= Tea Rose – Rectanus doctrine =

Common law rule of United States trademark law

The Tea Rose-Rectanus doctrine or remote, good-faith user doctrine is a common law rule of United States trademark law that determines the geographic scope of rights. The doctrine allows a junior user of a mark that is geographically remote from the senior user of the mark to establish priority over a senior user's claim to the mark in the junior user's area. The constructive use and notice sections of the Lanham Act limited the applicability of this doctrine.

==Overview==
The doctrine is named for two early twentieth-century United States Supreme Court cases, Hanover Star Milling Co. v. Metcalf, (the "Tea Rose" case), and United Drug Co. v. Theodore Rectanus Co..

The Ninth Circuit Court of Appeals in the case of Grupo Gigante SA De CV v. Dallo & Co., Inc., described the rule as follows:

[P]riority of use in one geographic area within the United States does not necessarily suffice to establish priority in another area. Thus, the first user of a mark will not necessarily be able to stop a subsequent user, where the subsequent user is in an area of the country "remote" from the first user's area. The practical effect is that one user may have priority in one area, while another user has priority over the very same mark in a different area. The point of this doctrine is that in the remote area, where no one is likely to know of the earlier user, it is unlikely that consumers would be confused by the second user's use of the mark.

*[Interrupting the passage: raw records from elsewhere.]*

PR #1229, opened 2021-02-12
include new publications in smci report; show status in reports

peetucket:
## Why was this change made?

Based on continuing work on supporting campus research intelligence requests, the following changes to export reports are useful:

- Update two different reports that export publications to CSV so that they include the publication/contribution status (e.g. 'new' or 'approved').
- Update the SMCI report to include 'new' publications as well.


lib/smci_report.rb
```diff
@@ -109,13 +109,13 @@ def run
 
           if author # we found the author in our database, now get their publications
             contributions = Contribution.select('*')
-            contributions = contributions.where("author_id = ? and status in ('approved')", author.id)
+            contributions = contributions.where("author_id = ? and status in ('new','approved')", author.id)
```
jcoyne, line 112: can you do `contributions.where(author: author).where(status: %w[new approved])`?

lib/smci_report.rb
```diff
@@ -182,10 +182,10 @@ def run
   private
 
   def header_row
-    %w(title author_list pmid wos_uid sul_pub_id doi doi_url publisher journal volume articlenumber supplement issue pages mesh pub_year pub_date provenance profiles_author_last_name profiles_author_first_name profiles_author_sunet profiles_author_cap_profile_id profiles_author_employee_id profiles_author_email pub_harvested_date apa_citation mla_citation chicago_citation)
+    %w(title author_list pmid wos_uid sul_pub_id doi doi_url publisher journal volume articlenumber supplement issue pages mesh pub_year pub_date provenance profiles_author_last_name profiles_author_first_name profiles_author_sunet profiles_author_cap_profile_id profiles_author_employee_id profiles_author_email publication_status pub_harvested_date apa_citation mla_citation chicago_citation)
   end
 
-  def output_row(pub_hash, author, harvested_at)
+  def output_row(pub_hash, author, harvested_at, publication_status)
```
jcoyne, line 188: Can you use kwargs for this new field? That makes it easier to understand what we're passing in.

jcoyne (changes requested):

lib/smci_report.rb
peetucket: Yup, good call

lib/smci_report.rb
peetucket: Yes, that makes it easier to understand.  I also made several defaults for one spot where it is called that made it cleaned too.

jcoyne (approved):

For this doctrine to apply, the junior user must use the mark in good faith outside of the area of the senior user. The Eighth Circuit applies a four factor test to determine the area where the senior user's mark is protected. A junior user may no longer qualify as a good-faith, remote user if the junior user had knowledge of the senior user's mark.

==Modern applicability==
The remote, good faith user doctrine only applies where the senior user is relying upon common law trademark rights or has a federal registration that post-dates the junior user's first use. A federal registration may allow the senior user to enforce his or her rights anywhere in the U.S., regardless of actual use in any particular location within the country. The principle underlying this doctrine has been codified as part of the Lanham Act, which permits Concurrent use registration where both parties had used the mark in good faith before either party had filed for a federal registration.